◆ EXERCISE BRIEF:
Wherever the word "loop" shows up in the data, report the line it sits in.

◆ INFORMATION PROVIDED:
PR #223, opened 2026-04-01
RSDK-13037 - Add e2e serial tests for wifi provisioning

EvanDorsky:
Add four new tests for the wifi provisioning flow, as part of the e2e serial test suite:
- `The agent can join an unknown secure network when one is provided during wifi hotspot provisioning`
- `The agent can join an unknown insecure network when one is provided during wifi hotspot provisioning`
- `The agent can join a known secure network when one is provided during wifi hotspot provisioning`
- `Fail to connect to a network and revert to provisioning hotspot mode`

Entering provisioning mode automatically is not tested here, that's blocked by RSDK-13609 (which I want to close next).

These tests work by actually manipulating your own Mac's network interface to check for the presence of the viam provisioning hotspot and connect to it - disconnecting you from your wifi network. This makes them very annoying to run while trying to do other work, so be warned.

Note: These new tests are gated to only run on Mac for now. I'm working on Linux host compatibility but it might be a fast follow after this, depending on how ready this looks and how long Linux support takes me.

This PR also includes a few improvements to the test flow in general, like making `EnsureOnline` more flexible + robust, and adding an after-scenario hook to ensure that the agent is online after every scenario, since these tests sometimes leave the agent disconnected from the internet.

These tests run as part of the existing serial test suite: `mise r test-e2e-serial`.


internal/serialcontrol/serialcontrol.go
```diff
@@ -486,40 +500,105 @@ func (c *Client) GetDeviceArch() mo.Result[string] {
...
+		return clearRes.Error()
 	}
 
-	// Rerun the ping test. If this fails we have no way to recover
-	return c.getPingPacketLoss().FlatMap(func(value int) mo.Result[int] {
+	var connectErr error
+	for i := range 5 {
+		if i > 0 {
+			time.Sleep(time.Second * 3)
+		}
```
cheukt: why not just sleep at the bottom of the loop?

internal/serialcontrol/serialcontrol.go
```diff
@@ -486,40 +500,105 @@ func (c *Client) GetDeviceArch() mo.Result[string] {
...
+			connectErr = fmt.Errorf("nmcli connection up failed: %s", upOutput)
+		} else {
+			connectErr = fmt.Errorf("nmcli connect failed: %s", output)
+		}
+	}
+	if connectErr != nil {
+		return errw.Wrap(connectErr, "failed to connect to wifi network after retries")
+	}
+
+	time.Sleep(time.Second * 2)
```
cheukt, line 570: what is this sleep for?

internal/serialcontrol/serialcontrol.go
```diff
@@ -486,40 +500,105 @@ func (c *Client) GetDeviceArch() mo.Result[string] {
...
 			return mo.Err[int](fmt.Errorf("internet connection unstable with packet loss of %d%%", value))
 		}
 		return mo.Ok(value)
 	}).Error()
 }
 
+// CanPing attempts to ping app.viam.com and returns false
+// the ping returns a nonzero status code, true if it returns "0",
+// and error if the command doesn't run properly
+func (c *Client) CanPing() mo.Result[bool] {
```
cheukt: is getPingPacketLoss not enough here? feels redundant to run the same command twice

features/serial/provision-wifi.feature
```diff
@@ -0,0 +1,32 @@
...
+    And the tester shares a secure wifi network
+    Then the provisioning hotspot goes away
+    And viam-agent can reach the app
+  Scenario: The agent can join a known secure network when one is provided during wifi hotspot provisioning
+    When viam-agent is in forced provisioning mode
+    And the provisioning hotspot comes up
+    And the tester shares a secure wifi network
+    Then the provisioning hotspot goes away
+    And viam-agent can reach the app
+  # Scenario: Connect to an insecure network
```
cheukt: what about this scenario?

features/serial/provision-wifi.feature
```diff
@@ -0,0 +1,32 @@
+@darwin
+Feature: wifi provisioning
+  Background:
+    Given viam-agent is installed
+    And the viam-agent systemd unit is enabled
+    And the viam-agent systemd unit is running
+  # Scenario: The agent enables the provisioning hotspot when the internet connection is lost
```
cheukt: let's ticket these scenarios out instead of commenting them out

agent_serial_test.go
```diff
@@ -124,8 +133,21 @@ func InitializeSuite(t *testing.T) func(*godog.TestSuiteContext) {
 			}
 		})
 		tsc.AfterSuite(func() {
-			ctx, cancel := context.WithTimeout(context.Background(), time.Second*10)
+			// Give a pretty long timeout since there's actual user interaction in the loop now
```
cheukt: i don't think i see the user interaction here, am i missing something?

agent_serial_test.go
```diff
@@ -358,6 +407,98 @@ func testViamFilesRemoved(ctx context.Context) (context.Context, error) {
...
+	return ctx, nil
+}
+
+func testProvisioningHotspotDisables(ctx context.Context) (context.Context, error) {
+	// this script checks for the provisioning network every 5 seconds, then connects to it
+	// if it finds it
+	cmd := exec.Command("bash", "cmd/test-client/test_provisioning_network_gone.sh")
+	cmd.Env = append(os.Environ(), "HOSTNAME="+hostName)
+
+	// TODO: this should error out if cmd returns a nonzero exit code
```
cheukt: can you clean up the todos and make a ticket if you don't plan on addressing in this pr?

cheukt (commented):
looks good so far, some questions

internal/serialcontrol/serialcontrol.go
EvanDorsky: getPingPacketLoss would panic on the "expected match in %s" case sometimes when the pi wasn't connected to the internet, so I decided to first check for an internet connection before checking packet loss. I thought about adding this check within getPingPacketLoss itself, but then it would have to signal no internet by reporting 100% packet loss... but now looking at the code I can see that other failure cases are already handled this way. I guess it would be cleaner to make getPingPacketLoss robust to the case causing the panic, and then CanPing won't be necessary.

features/serial/provision-wifi.feature
EvanDorsky: Good call I forgot about this one, should be easy to add it in.

agent_serial_test.go
EvanDorsky: Yeah this comment is out of date from an earlier version where I actually prompted the user to join a wifi network, I'll remove it

EvanDorsky:
I've added the insecure wifi test scenario, ticketed out the remaining work, fixed some issues and addressed the comments, so this is ready for re-review.

cheukt (approved):
ran it and passed - LGTM but would wait for another pair of eyes on this too

internal/serialcontrol/serialcontrol.go
```diff
@@ -486,40 +496,103 @@ func (c *Client) GetDeviceArch() mo.Result[string] {
...
+			packetLoss,
 		)
 	}
 
-	// If we're offline try connecting to the specified wifi network.
-	connectWifiRes := c.runCmd(fmt.Sprintf(`nmcli device wifi connect "%s" password "%s"`, ssid, password))
-	if connectWifiRes.IsError() {
-		return errw.Wrap(connectWifiRes.Error(), "failed to connect to wifi network")
+	if ssid == "" || password == "" {
+		return fmt.Errorf("device offline with bad ping but no wifi credentials provided, cannot continue")
```
danielbotros, line 532: Copy paste accident? (two checks for `ssid == "" || passowrd == ""`)

cmd/test-client/test_provisioning_join_network.sh
```diff
@@ -0,0 +1,17 @@
...
+    result=$(networksetup -setairportnetwork en0 "$network" "viamsetup" 2>&1)
+    if [ -z "$result" ]; then
+        echo "connected to $network"
+        # sleep a bit even on success so the next step doesn't try too early
+        sleep 5
+        exit 0
+    fi
+    sleep 5
+done
+
```
danielbotros, line 16: nit: Can we echo a failure reason here like the other scripts?

internal/serialcontrol/serialcontrol.go
```diff
@@ -486,40 +496,103 @@ func (c *Client) GetDeviceArch() mo.Result[string] {
...
+			if strings.Contains(upOutput, "successfully activated") {
+				connectErr = nil
+				break
+			}
+			// If that fails, try "%s@wlan0", since viam-agent adds that suffix to connections it creates.
+			upRes = c.runCmd(fmt.Sprintf(`nmcli connection up "%s@wlan0"`, ssid))
+			upOutput = strings.Join(upRes.OrEmpty(), " ")
+			if strings.Contains(upOutput, "successfully activated") {
+				connectErr = nil
+				break
```
danielbotros, line 557: This block seems a little hacky that we try to attempt both SSIDs. If we know the network is already saved is there a way we can query the system for it's actual name and only try that instead?

internal/serialcontrol/serialcontrol.go
danielbotros: Might be missing some context but I agree at a high level that if we can fix `getPingPacketLoss` to work generally we should drop `CanPing`

agent_serial_test.go
```diff
@@ -124,8 +138,18 @@ func InitializeSuite(t *testing.T) func(*godog.TestSuiteContext) {
...
+			ctx, cancel := context.WithTimeout(context.Background(), time.Second*20)
 			defer cancel()
+			if err := serialClient.EnsureOnline(cfg.Wifi.SSID, cfg.Wifi.Password); err != nil {
+				t.Logf("error reconnecting to wifi during cleanup: %v", err)
+			}
+			if runtime.GOOS == "darwin" {
+				if _, err := hostEnsureOnline(ctx); err != nil {
+					t.Logf("error restoring host connection to internet during cleanup: %v", err)
+				}
+			}
```
danielbotros, line 150: If we call this after every step, do we also need it in `AfterSuite`? Think it's fine to just leave it here too anyway just curious

internal/serialcontrol/serialcontrol.go
```diff
@@ -272,6 +272,16 @@ func (c *Client) Sudo() error {
...
 
+func (c *Client) ClearWifiConnections() mo.Result[[]string] {
+	// clear all wifi connections except for the setup hotspot
+	return c.runCmd(`nmcli -f NAME,TYPE connection show | awk '$NF == "wifi" && !/viam-setup/ {NF--; print}'` +
+		` | xargs -I{} nmcli connection delete "{}"`)
+}
+
+func (c *Client) ListWifiConnections() mo.Result[[]string] {
+	return c.runCmd(`nmcli -f NAME,TYPE connection show | awk '$NF == "wifi" && !/viam-setup/ {NF--; print}'`)
+}
```
danielbotros, line 283: Since these are almost the same command can we extract the duplicated part out into its own string so that it doesn't have to be changed in two places in the future?

features/serial/provision-wifi.feature
```diff
@@ -0,0 +1,36 @@
+@darwin
+Feature: wifi provisioning
+  Background:
+    Given viam-agent is installed
+    And the viam-agent systemd unit is enabled
+    And the viam-agent systemd unit is running
+  Scenario: The agent can join an unknown insecure network when one is provided during wifi hotspot provisioning
+    When there are no available wifi networks
```
danielbotros, line 8: mega nit: I don't think this changes test behavior but should `there are no available wifi networks`  be a `Given` instead of `When` statement since it sets up a test precondition?

agent_serial_test.go
```diff
@@ -358,6 +415,114 @@ func testViamFilesRemoved(ctx context.Context) (context.Context, error) {
...
+		if res.IsError() {
+			return ctx, fmt.Errorf("canPing failed: %w", res.Error())
+		}
+		if !res.MustGet() {
+			return ctx, nil
+		}
+		time.Sleep(5 * time.Second)
+	}
+	return ctx, fmt.Errorf("viam-agent did not go offline within timeout")
+}
```
danielbotros, line 482: 2.5 minute timeout seems long for this, test suite already takes a while to run

danielbotros (commented):
Ran tests and passed. Super awesome addition to the suite, thanks Evan! Left some minor style comments.

PR #225, opened 2026-04-13
RSDK-13736 RSDK-13509 e2e tests for automatic provisioning and live systemd settings

EvanDorsky:
This branch adds a new test for the automatic provisioning flow (ensuring that the provisioning hotspot comes up when the connection to the app is lost) (RSDK-13736), and also adds tests ensuring that the systemd setting changes made by agent actually go live during the test (RSDK-13509).

This is intended as a fast follow to https://github.com/viamrobotics/agent/pull/223 and is a much smaller branch than that one. https://github.com/viamrobotics/agent/pull/223 should be merged first.

This branch also includes improvements to how wifi network joining / scanning is done from the host side. I pulled the retry loop into golang, which improves reliability and edge case handling while making it easier to add linux host support in the future.

Also includes a few improvements suggested in https://github.com/viamrobotics/agent/pull/223


internal/serialcontrol/serialcontrol.go
danielbotros: Hmm, since we loop attempts and can error multiple times and in different ways can we maybe make `connectErr` a `multierr` and collect and return them all here?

◆ RESPONSE AREA:
cheukt: why not just sleep at the bottom of the loop?
+			// Give a pretty long timeout since there's actual user interaction in the loop now
This branch also includes improvements to how wifi network joining / scanning is done from the host side. I pulled the retry loop into golang, which improves reliability and edge case handling while making it easier to add linux host support in the future.
danielbotros: Hmm, since we loop attempts and can error multiple times and in different ways can we maybe make `connectErr` a `multierr` and collect and return them all here?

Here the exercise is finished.